# Partial Basement Wall Insulation



## djbarber2 (Nov 4, 2017)

I am finishing my basement and need some advice on insulation. The back half of my basement is ~1/2 within the foundation and the other ~1/2 is above the foundation and is 2x6 framed wall. Picture attached. I attached Foamular insulation to the half foundation wall and then framed a full wall from floor to ceiling in front. I then removed the existing fiberglass batt insulation and plastic sheeting from the 2x6 wall to install 3/4" EPS + 1" Foamular insulation sheets and sealed around edges with goodstuff. I plan to re-install the batt insulation in the 2x6 cavity (stripping off ~2" to account for the EPS/Foamular thickness).

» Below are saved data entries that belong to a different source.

PR #455, opened 2018-06-20
Start 8.0.0-dev in master - WIP

brodybits:
### Platforms affected

Android

### What does this PR do?

Set version to 8.0.0-dev via coho

This is definitely needed since node 4 support was dropped from CI and we would like to avoid double revert that would be needed to continue with a minor release in master.

I would like to go ahead with this asap, will wait for an approval for up to 12 hours. I would prefer to merge this myself, no squash merge or extra merge commit please.

I would be happy to start 7.2.x branch if wanted to ship the existing changes in a minor release, do not personally see the value of this. We could always ship a patch release with cherry-pick of existing bug fixes if really needed for any reason.

Just like #454 I had to use a custom version of cordova-coho with a local patches to get it to work in my workarea, hoping to fix cordova-coho someday in the future.

-

### Checklist

- ~~[Reported an issue](http://cordova.apache.org/contribute/issues.html) in the JIRA database~~
- ~~Commit message follows the format: "CB-3232: (android) Fix bug with resolving file paths", where CB-xxxx is the JIRA ID & "android" is the platform affected.~~


jcesarmobile:
I don't understand it yet.

You said you wanted to do a patch release, that it has not started yet. 
Here you talk about creating a branch for a minor release in case we want to do it with current changes.
But this PR is about a major future release.

I think we should do the patch or minor release now, and then bump the major version after we are done with the release.

brodybits:
> You said you wanted to do a patch release, that it has not started yet.

I just addressed that point on the email thread, would like to keep patch release discussion there if possible.

> Here you talk about creating a branch for a minor release in case we want to do it with current changes.

I would actually prefer **not** to create a branch for a minor release unless absolutely necessary. My apologies for the confusion.

> and then bump the major version after we are done with the release.

my response coming later

P.S. Travis CI went red since cordova-coho stamps VERSION with double-quotes in `bin/templates/cordova/version`. Marking this PR as WIP for now, will try to fix in cordova-coho.

dpogue:
> I think we should do the patch or minor release now, and then bump the major version after we are done with the release.

There are already breaking changes on master, so any patch release needs to be based off the previous release branch.

Honestly, I'd kinda prefer we all focus on the major update and not leave PRs stagnating while we debate patch versions. There's a lot of uncertainty right now about whether it's safe to merge stuff or whether that will break patch releases, there's a bunch of conflicting work going into updating committed dependencies for patch releases when we're planning to drop those committed dependencies in the major, etc.

brodybits:
> There are already breaking changes on master, so any patch release needs to be based off the previous release branch.

Agreed

"previous release branch" is `7.1.x` to be absolutely clear

> Honestly, I'd kinda prefer we all focus on the major update and not leave PRs stagnating while we debate patch versions.

Agreed

It is because of these points that I wanted to update the current working version to `8.0.0-dev`.

raphinesse:
Sorry, I can't review this. I've got no clue about the release cycle or when versions are bumped to what *-dev marker. I have to say that the ongoing preparation of the coming patch releases seemed a bit chaotic to me.

brodybits:
Closing for now

janpio:
(Forgot actually closing? Did it for you @brodybits)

On the bottom part of the full wall I plan to install unfaced fiberglass batts. My question is what to do about the upper half of the full wall. It is approximately 9.5" to from the front of the wall to the front of the 2x6 framing, so unfaced attic insulation would seemingly work well here. Just concerned about having "too much" insulation in the wall to where moisture could collect/grow mold. Any advice is welcome.


----------



## Bud9051 (Nov 11, 2015)

Hi dj and welcome to the forum.
There is one concern dealing with your climate region where the ratio of rigid insulation to batts is needed be sure the inside surface of the rigid remains above the dew point. I'll go find the link and add it but your 1 3/4" is probably good for a moderately cold climate with 5" of batt insulation. But in the upper section it might be a problem if you fill everything with fiberglass.
Here's the link and check your climate zone.
http://www.greenbuildingadvisor.com...rmal-mass&utm_campaign=green-building-advisor

I'll be back once you post your climate zone and approximate location.

Bud


----------



## djbarber2 (Nov 4, 2017)

Looks like zone 5 which appears to require 27% of the total R value be foam board insulation. So, would it be ok to add fiberglass behind the front wall stud bay to meet this requirement and leave the stud bays empty?


----------



## Bud9051 (Nov 11, 2015)

The objective is to keep the inside surface of the rigid above the dew point. That means more rigid or less fiberglass. Leaving the gap empty moves in that direction, but the gap is isolated from the heat by the empty stud wall. Not sure how to count that.

But, the article is referring to fully exposed exterior walls where some of your foundation is below grade. Plus, basements often don't get heated to the 70 degrees that he was probably using for his calculations. The good news is, most numbers in the energy field have wide tolerances, like those r-values and his calculations. It's not like 27% and everything will be fine where at 26% the house will be destroyed. I work in a shotgun world where close is plenty good. Monitor your basement humidity and keep it reasonable, below 45% RH and all should be fine with that gap empty.

In any case you would want to finish the wall behind the stud wall to give it a solid air barrier.

Bud


----------